Task to complete:
Check every line of the data and copy the ones where "implementations" appears.

--- Records for the exercise Enclosed Below ---

PR #520, opened 2023-12-09
Prevent NullPointerException being thrown when constructing log message

topbadger:
https://github.com/apache/httpcomponents-client/pull/515 added additional logging information about the connection being released. However the log exists in a branch where the connection may be null, thus causing a NPE to be thrown under those circumstances.

This PR accounts for the potential for the connection to be null when constructing the log message.


ok2c:
@topbadger Thank you for reporting the problem. Corrected by 9e3d79bedeee494d24bdb03cc598bae5184a3abf.

PR #529, opened 2023-12-24
Regression: incorrect hash calculation (missing realm component)

ok2c:


ok2c:
@arturobernalg There is a regression in the Digest auth scheme. The realm component is missing in the A1 value leading to incorrect hash value calculation.

Generally when seeing many existing test methods failing, one should pause and investigate the cause of it instead of just changing test case expectations.

arturobernalg:
@ok2c 
I apologize for the oversight. You're absolutely right about the importance of addressing failing tests before modifying them.

PR #533, opened 2024-01-07
HTTPCLIENT-2314: Handle gracefully a failure of DnsResolver to return a list of resolved addresses

phax:
Make sure an `UnknownHostException` is thrown, even if a custom `DnsResolver` implementation is used.
Fixes the issue of HTTPCLIENT-2314


ok2c (changes requested):
@phax 
1. Please remove my changes from your change-set. If the check is moved to the connection operator it not necessary or even useless in the `SystemDefaultDnsResolver`.
2. Please make symmetric changes to the `MultihomeIOSessionRequester`

phax:
@ok2c Thanks for the review. Done

PR #535, opened 2024-01-10
Fixes createSocket being called with null proxy when proxy is null

Sineaggi:
This is a follow-up to this fix https://github.com/apache/httpcomponents-client/commit/6d60624cd3439f81030f7443e72cba21662e5d7b where the null is handled in the implementation.

IMHO the null-check should be pulled out higher, when createSocket is called. As it stands, there's no way for `createSocket(HttpContext` to be called anymore. Any implementation of `ConnectionSocketFactory` by way of extending/inheriting existing implementations (SSL or Plain) would get caught by having to override both createSocket(HttpContext) and createSocket(Proxy, HttpContext). This is the case for docker-java, and is causing this issue https://github.com/docker-java/docker-java/issues/2290

### DIFF
--- a/httpclient5/src/main/java/org/apache/hc/client5/http/socket/PlainConnectionSocketFactory.java
+++ b/httpclient5/src/main/java/org/apache/hc/client5/http/socket/PlainConnectionSocketFactory.java
@@ -63,7 +63,7 @@ public class PlainConnectionSocketFactory implements ConnectionSocketFactory {
 
     @Override
     public Socket createSocket(final Proxy proxy, final HttpContext context) throws IOException {
-        return proxy != null ? new Socket(proxy) : new Socket();
+        return new Socket(proxy);
     }
 
     @Override
--- a/httpclient5/src/main/java/org/apache/hc/client5/http/ssl/SSLConnectionSocketFactory.java
+++ b/httpclient5/src/main/java/org/apache/hc/client5/http/ssl/SSLConnectionSocketFactory.java
@@ -206,7 +206,7 @@ public class SSLConnectionSocketFactory implements LayeredConnectionSocketFactor
 
     @Override
     public Socket createSocket(final Proxy proxy, final HttpContext context) throws IOException {
-        return proxy != null ? new Socket(proxy) : new Socket();
+        return new Socket(proxy);
     }
 
     @Override
--- a/httpclient5/src/main/java/org/apache/hc/client5/http/impl/io/DefaultHttpClientConnectionOperator.java
+++ b/httpclient5/src/main/java/org/apache/hc/client5/http/impl/io/DefaultHttpClientConnectionOperator.java
@@ -160,7 +160,7 @@ public class DefaultHttpClientConnectionOperator implements HttpClientConnection
             final InetAddress address = remoteAddresses[i];
             final boolean last = i == remoteAddresses.length - 1;
 
-            Socket sock = sf.createSocket(proxy, context);
+            Socket sock = proxy != null ? sf.createSocket(proxy, context) : sf.createSocket(context);
             if (soTimeout != null) {
                 sock.setSoTimeout(soTimeout.toMillisecondsIntBound());
             }
--- a/httpclient5/src/test/java/org/apache/hc/client5/http/impl/io/TestBasicHttpClientConnectionManager.java
+++ b/httpclient5/src/test/java/org/apache/hc/client5/http/impl/io/TestBasicHttpClientConnectionManager.java
@@ -383,7 +383,7 @@ public class TestBasicHttpClientConnectionManager {
         Mockito.when(dnsResolver.resolve("somehost")).thenReturn(new InetAddress[] {remote});
         Mockito.when(schemePortResolver.resolve(target)).thenReturn(8443);
         Mockito.when(socketFactoryRegistry.lookup("https")).thenReturn(plainSocketFactory);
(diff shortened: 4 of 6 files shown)


httpclient5/src/main/java/org/apache/hc/client5/http/socket/PlainConnectionSocketFactory.java
```diff
@@ -63,7 +63,7 @@ public PlainConnectionSocketFactory() {
 
     @Override
     public Socket createSocket(final Proxy proxy, final HttpContext context) throws IOException {
-        return proxy != null ? new Socket(proxy) : new Socket();
```
ok2c, line 66: @Sineaggi This looks wrong. The check for the proxy being non null should be performed by the method.

httpclient5/src/main/java/org/apache/hc/client5/http/ssl/SSLConnectionSocketFactory.java
```diff
@@ -206,7 +206,7 @@ public Socket createSocket(final HttpContext context) throws IOException {
 
     @Override
     public Socket createSocket(final Proxy proxy, final HttpContext context) throws IOException {
-        return proxy != null ? new Socket(proxy) : new Socket();
```
ok2c, line 209: @Sineaggi Same.

ok2c (changes requested):

ok2c:
> As it stands, there's no way for createSocket(HttpContext to be called anymore

@Sineaggi So what? This method will get removed in the next major release. I do not see how this necessitates any additional checks at the higher level. Individual socket factories must be able to handle `null` proxy parameters gracefully.

httpclient5/src/main/java/org/apache/hc/client5/http/socket/PlainConnectionSocketFactory.java
twarner-sofi: Then perhaps this code should be

```
return proxy != null ? new Socket(proxy) : createSocket(context);
```

As it stands, any overridden implementation of `createSocket(HttpContext)` is ignored, which is a breaking change.

twarner-sofi: In the interface, yes, but that delegation is not reflected in PlainConnectionSocketFactory's implementation of the method. This class is not final and thus users can extend it, overriding createSocket. If that is incorrect usage and this class was meant to be final, I think that should at least be documented in the class's javadoc.

ok2c: @twarner-sofi While `PlainConnectionSocketFactory` is non final and can be extended, one _must_ be aware of risks of tight coupling through inheritance and risks of subclassing a concrete class and overriding methods that were not meant for extension in the first place. Do not pin this problem on us.

twarner-sofi: Okay, thanks for confirming that these methods are not meant for extension in the first place. It's unfortunate that they weren't marked `final`, or documented as such, but that's fine now.

We'll look into making a fix PR for docker-java.

Sineaggi:
> > As it stands, there's no way for createSocket(HttpContext to be called anymore
> 
> @Sineaggi So what? This method will get removed in the next major release.

Where does it say that this method will be removed? I couldn't find anything in the javadocs or release notes.

> Individual socket factories must be able to handle `null` proxy parameters gracefully.

Again, I couldn't find any documentation mentioning as such. Presently the wording would imply createSocket that doesn't take a proxy parameter would be called if there was no proxy.

httpclient5/src/main/java/org/apache/hc/client5/http/socket/PlainConnectionSocketFactory.java
Sineaggi: > one must be aware of risks of tight coupling through inheritance and risks of subclassing a concrete class and overriding methods that were not meant for extension in the first place

The class in question has no private fields and no hidden internal logic, and has existed virtually unmodified since 2012. Without warning, this public and non-final class has had a breaking change made to its behavior in a patch release of this library.

Sineaggi:
If going forward the design of the connection factory class ought to use the new `createSocket(proxy, context)` method, for the sake of existing users of the library would you be alright with modifying the existing overloads of createSocket in SSL and PlainConnectionFactory to call the previous createSocket method on null?

For example, like the following
```java
httpclient5/src/main/java/org/apache/hc/client5/http/ssl/SSLConnectionSocketFactory.java

return proxy != null ? new Socket(proxy) : createSocket(context);
```

ok2c:
> would you be alright with modifying the existing overloads of createSocket in SSL and PlainConnectionFactory to call the previous createSocket method on null?

@Sineaggi Sure, I would. Feel free to raise a PR with the proposed changes.

httpclient5/src/main/java/org/apache/hc/client5/http/socket/PlainConnectionSocketFactory.java
ok2c: @Sineaggi There is no breaking change. The class remains fully API compatible. Any particular modality or implementation details have never been a part of the public contract. You abused class inheritance in your code.

Sineaggi:
@ok2c Here's the PR https://github.com/apache/httpcomponents-client/pull/536 with the proposed changes.

PR #536, opened 2024-01-16
Allow backwards-compatible createSocket calls

Sineaggi:
In order to allow for backwards-compatibility with projects that override/extend the existing plain and ssl connection factories, we'll specify the createSocket(Proxy, HttpContext) method to call the original createSocket method when proxy is null.

### DIFF
--- a/httpclient5/src/main/java/org/apache/hc/client5/http/socket/PlainConnectionSocketFactory.java
+++ b/httpclient5/src/main/java/org/apache/hc/client5/http/socket/PlainConnectionSocketFactory.java
@@ -63,7 +63,7 @@ public class PlainConnectionSocketFactory implements ConnectionSocketFactory {
 
     @Override
     public Socket createSocket(final Proxy proxy, final HttpContext context) throws IOException {
-        return proxy != null ? new Socket(proxy) : new Socket();
+        return proxy != null ? new Socket(proxy) : createSocket(context);
     }
 
     @Override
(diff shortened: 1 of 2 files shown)


ok2c:
@Sineaggi Also cherry-picked to `5.3.x`

Sineaggi:
@ok2c thanks!

ok2c:
@Sineaggi I intend to deprecate the entire `ConnectionSocketFactory` layer that goes back to the days of HttpClient v2 and harmonize the TLS setup logic of  the classic transport with the async one, possibly by providing a single TLS strategy that works with both transports. If you are interested in reviewing or collaborating on the new APIs do let me know.

arturobernalg:
> @Sineaggi I intend to deprecate the entire `ConnectionSocketFactory` layer that goes back to the days of HttpClient v2 and harmonize the TLS setup logic of the classic transport with the async one, possibly by providing a single TLS strategy that works with both transports. If you are interested in reviewing or collaborating on the new APIs do let me know.

@ok2c  I'd be interested in collaborating on the new APIs and reviewing the harmonization of the TLS setup logic across transports.

ok2c:
> @ok2c I'd be interested in collaborating on the new APIs and reviewing the harmonization of the TLS setup logic across transports.

@arturobernalg Sure. The proposed changes will go through the standard review process.

ok2c:
@Sineaggi Please see #540. Do feel free to let me know if you want anything done differently to ensure API compatibility with your specific application.

PR #543, opened 2024-01-29
SNI support improvements

ok2c:
* Connection route info now request URI authority
* The default route planner and connections managers now take request URI authority when calculating the connection route and when pooling and re-using connections


ok2c:

arturobernalg (approved):
@ok2c LGTM

PR #544, opened 2024-01-30
HTTPCLIENT-2070: Auth cache to no longer rely on Java serialization for auth state caching

ok2c:
No more Java serialization in HttpClient

### DIFF
--- a/httpclient5/src/main/java/org/apache/hc/client5/http/impl/auth/BasicScheme.java
+++ b/httpclient5/src/main/java/org/apache/hc/client5/http/impl/auth/BasicScheme.java
@@ -26,13 +26,9 @@
  */
 package org.apache.hc.client5.http.impl.auth;
 
-import java.io.IOException;
-import java.io.ObjectInputStream;
-import java.io.ObjectOutputStream;
 import java.io.Serializable;
 import java.nio.charset.Charset;
 import java.nio.charset.StandardCharsets;
-import java.nio.charset.UnsupportedCharsetException;
 import java.security.Principal;
 import java.util.HashMap;
 import java.util.List;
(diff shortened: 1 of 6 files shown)


httpclient5/src/main/java/org/apache/hc/client5/http/impl/auth/BasicScheme.java
```diff
@@ -232,27 +228,47 @@ public String generateAuthResponse(
...
 
     @Override
     public String toString() {
         return getName() + this.paramMap;
     }
 
+    @Internal
+    public static class State {
+
+        final Map<String, String> params;
```
arturobernalg, line 258: I assume this variables  are not private due to its internal scope.

httpclient5/src/main/java/org/apache/hc/client5/http/impl/auth/BearerScheme.java
```diff
@@ -161,9 +163,49 @@ public String generateAuthResponse(
...
+
     @Override
     public String toString() {
         return getName() + this.paramMap;
     }
 
+    @Internal
+    public static class State {
+
+        final Map<String, String> params;
```
arturobernalg, line 193: I assume this variables  are not private due to its internal scope.

arturobernalg (approved):
@ok2c 
LGTM

httpclient5/src/main/java/org/apache/hc/client5/http/impl/auth/BasicScheme.java
ok2c: @arturobernalg Correct.

PR #545, opened 2024-02-01
HTTPCLIENT-2151: Support for JSSE in-built endpoint identification

ok2c:
This change-set extends the public APIs with hostname verification options:
* `Built-In`: Hostname verification is delegated to the JSSE provider, usually executed during the TLS handshake 
* `Client`: Hostname verification is executed by HttpClient post TLS handshake
* `Both`: Hostname verification is executed by the JSSE provider and by HttpClient post TLS handshake

The `Both` option is used by default. It provides the benefit of backward compatibility with the behavior of previous versions of HttpClient, added security (hostnames get verified by the JSSE provider and by the client) and fail-early approach (invalid hostnames can get rejected during the TLS handshake). At the same some checks may get performed twice and result in certain (likely minor) performance hit. In the future HttpClient may switch to `Built-In` as the default.


ok2c:

arturobernalg (approved):
@ok2c 
LGTM

PR #552, opened 2024-02-23
Redesign of client HTTP context APIs

ok2c:
* Aligns client context APIs with those in core
* Context classes are now plain beans
* Backward compatibility with older versions (through internal Delegate classes)
* Javadoc imprvements

### DIFF
--- a/httpclient5-cache/src/main/java/org/apache/hc/client5/http/cache/CacheResponseStatus.java
+++ b/httpclient5-cache/src/main/java/org/apache/hc/client5/http/cache/CacheResponseStatus.java
@@ -28,10 +28,7 @@ package org.apache.hc.client5.http.cache;
 
 /**
  * This enumeration represents the various ways a response can be generated
- * by the caching {@link org.apache.hc.client5.http.classic.HttpClient};
- * if a request is executed with an {@link HttpCacheContext}
- * then a parameter with one of these values will be registered in the
- * context under the key  {@link HttpCacheContext#CACHE_RESPONSE_STATUS}.
+ * by an HTTP cache.
  */
 public enum CacheResponseStatus {
 
--- a/httpclient5-cache/src/main/java/org/apache/hc/client5/http/cache/HttpCacheContext.java
+++ b/httpclient5-cache/src/main/java/org/apache/hc/client5/http/cache/HttpCacheContext.java
@@ -26,50 +26,102 @@
  */
 package org.apache.hc.client5.http.cache;
 
+import java.util.Map;
+
+import javax.net.ssl.SSLSession;
+
+import org.apache.hc.client5.http.HttpRoute;
+import org.apache.hc.client5.http.RouteInfo;
+import org.apache.hc.client5.http.auth.AuthCache;
+import org.apache.hc.client5.http.auth.AuthExchange;
+import org.apache.hc.client5.http.auth.AuthScheme;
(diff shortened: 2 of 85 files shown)


ok2c:

arturobernalg (approved):
@ok2c 
LGTM

sratz:
This change is incompatible.

Consider when a *consumer* sets the attributes on the context:

```java
BasicCookieStore cookieStore = new BasicCookieStore();
HttpClientContext context = new HttpClientContext();
context.setAttribute(HttpClientContext.COOKIE_STORE, cookieStore); // <----
CloseableHttpClient client = HttpClients.createDefault();
client.execute(new HttpGet("https://httpbin.org/cookies/set/foo/bar"), context, response -> null);
System.out.println(cookieStore.getCookies());
```

httpclient < 5.4 correctly uses the request-specific cookie store and prints:
```[[name: foo; value: bar; domain: httpbin.org; path: /; expiry: null]]```

httpclient 5.4 does not care about the attribute anymore ([diff](https://github.com/apache/httpcomponents-client/pull/552/files#diff-16278c1c7854154453531a554fbcaf624a76d7b6ca1e95eb529148f361fd9348R179-R180)) and prints:
```[]```

Switching from
```
context.setAttribute(HttpClientContext.COOKIE_STORE, cookieStore);
```
to
```
context.setCookieStore(cookieStore);
```
does not solve the problem, as that would work in 5.4, but not in 5.3 anymore.

The only chance I see to support both is to do *both*
```
context.setAttribute(HttpClientContext.COOKIE_STORE, cookieStore);
context.setCookieStore(cookieStore);
```

Shouldn't this have been compatible? I.e. ([here](https://github.com/apache/httpcomponents-client/pull/552/files#diff-16278c1c7854154453531a554fbcaf624a76d7b6ca1e95eb529148f361fd9348R179-R180)), consider *both* the getter and the attribute?

ok2c:
> does not solve the problem, as that would work in 5.4, but not in 5.3 anymore.

@sratz  Why would not that work in 5.3?

sratz:
> > does not solve the problem, as that would work in 5.4, but not in 5.3 anymore.
> 
> @sratz Why would not that work in 5.3?

Because there the reverse is true, `org.apache.hc.client5.http.impl.classic.InternalHttpClient.setupContext(HttpClientContext)` only looks at the attributes, not at the getter methods:
https://github.com/apache/httpcomponents-client/blob/4f852608c3315975bf6cd72d10999626784cd9a6/httpclient5/src/main/java/org/apache/hc/client5/http/impl/classic/InternalHttpClient.java#L123-L138

sratz:
I think the problem is that `HttpClientContext` never kept the well-known named attributes and their equivalent object member in sync, i.e.

`setAttribute("http.cookie-store", ...)` and `setCookieStore()` have always referred to two completely independent things.

ok2c:
> only looks at the attributes, not at the getter methods:

@sratz `context.setCookieStore(cookieStore);` will work correctly regardless of the version. What changed in 5.4 is that standard attributes no longer get shoved into a map.

sratz:
> @sratz `context.setCookieStore(cookieStore);` will work correctly regardless of the version. What changed in 5.4 is that standard attributes no longer get shoved into a map.

Ok, you're right.

However, there's still a breaking change that the string-based attributes are now not considered at all anymore in 5.4. So they are not just deprecated.

PR #553, opened 2024-02-28
HTTPCLIENT-2321 Clarify default implementation of HttpClientConnectio…

kwin:
…nManager

Add table with default implementations for all relevant component.

### DIFF
--- a/httpclient5/src/main/java/org/apache/hc/client5/http/impl/classic/HttpClientBuilder.java
+++ b/httpclient5/src/main/java/org/apache/hc/client5/http/impl/classic/HttpClientBuilder.java
@@ -70,6 +70,7 @@ import org.apache.hc.client5.http.impl.auth.BasicSchemeFactory;
 import org.apache.hc.client5.http.impl.auth.BearerSchemeFactory;
 import org.apache.hc.client5.http.impl.auth.DigestSchemeFactory;
 import org.apache.hc.client5.http.impl.auth.SystemDefaultCredentialsProvider;
+import org.apache.hc.client5.http.impl.io.PoolingHttpClientConnectionManager;
 import org.apache.hc.client5.http.impl.io.PoolingHttpClientConnectionManagerBuilder;
 import org.apache.hc.client5.http.impl.routing.DefaultProxyRoutePlanner;
 import org.apache.hc.client5.http.impl.routing.DefaultRoutePlanner;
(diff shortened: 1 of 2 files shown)


httpclient5/src/main/java/org/apache/hc/client5/http/impl/classic/HttpClientBuilder.java
```diff
@@ -134,7 +135,27 @@
  * exclusive and may not apply when building {@link CloseableHttpClient}
  * instances.
  * </p>
- *
+ * The following are the default implementations per component
```
ok2c, line 138: @kwin In all honesty next time I am going to touch `HttpClientBuilder` I am not sure I will get around to updating this table. It will ultimately rot and will cause more harm than good.
  
In any case If you want this change-set committed, please at the very least update `HttpAsyncClientBuilder`, `CachingHttpClientBuilder` and `CachingHttpAsyncClientBuilder`

ok2c (changes requested):

httpclient5/src/main/java/org/apache/hc/client5/http/impl/classic/HttpClientBuilder.java
kwin: I know this is a lot of effort. The other alternative would be to establish a common naming (e.g. always use `Default` prefix, but this won't be backwards compatible) or at least clarify in the javadoc of the implementation whether it is the default one or not. WDYT?

ok2c: @kwin As I mentioned in the JIRA I am not in favor of documenting the defaults in javadocs because some people might see them as a part of public contract but you do it consistently across the code base I will review and commit the PR.

kwin: You already have that all over the place:

1. https://github.com/apache/httpcomponents-client/blob/f2b9a374d817ee630a2efe706546ba4f1e5a5ac4/httpclient5/src/main/java/org/apache/hc/client5/http/impl/auth/BasicAuthCache.java#L49
2. https://github.com/apache/httpcomponents-client/blob/f2b9a374d817ee630a2efe706546ba4f1e5a5ac4/httpclient5/src/main/java/org/apache/hc/client5/http/cookie/BasicCookieStore.java#L45
3. https://github.com/apache/httpcomponents-client/blob/f2b9a374d817ee630a2efe706546ba4f1e5a5ac4/httpclient5/src/main/java/org/apache/hc/client5/http/impl/auth/BasicCredentialsProvider.java#L40
4. https://github.com/apache/httpcomponents-client/blob/f2b9a374d817ee630a2efe706546ba4f1e5a5ac4/httpclient5/src/main/java/org/apache/hc/client5/http/impl/DefaultRedirectStrategy.java#L50
5. https://github.com/apache/httpcomponents-client/blob/f2b9a374d817ee630a2efe706546ba4f1e5a5ac4/httpclient5/src/main/java/org/apache/hc/client5/http/impl/DefaultConnectionKeepAliveStrategy.java#L45
....

And yes, you are right, I consider this default part of the contract (i.e. changing it is possible but only in a minor version explicitly stating the change somewhere)

PR #872, opened 2026-08-14
Verify the server authentication (rspauth) provided in the Digest Authentication-Info response per RFC 7616

arturobernalg:
The client recomputes `rspauth` from the session state of the last request and compares it to the value returned by the server in constant time, so mutual authentication no longer depends solely on the request being accepted. For `qop=auth` the `cnonce` and `nc` echoed by the server are required and must match the values used for that request, and an Authentication-Info that states `qop=auth` must carry `rspauth`, `cnonce` and `nc`. Verification is confined to `qop=auth;` the `rspauth` of `qop=auth-int` hashes the response body, which is not available to the scheme. An Authentication-Info without `rspauth` remains acceptable unless the server states `qop=auth`.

--- End of Enclosed Records for the exercise ---

Completed task:
IMHO the null-check should be pulled out higher, when createSocket is called. As it stands, there's no way for `createSocket(HttpContext` to be called anymore. Any implementation of `ConnectionSocketFactory` by way of extending/inheriting existing implementations (SSL or Plain) would get caught by having to override both createSocket(HttpContext) and createSocket(Proxy, HttpContext). This is the case for docker-java, and is causing this issue https://github.com/docker-java/docker-java/issues/2290
Add table with default implementations for all relevant component.
+ * The following are the default implementations per component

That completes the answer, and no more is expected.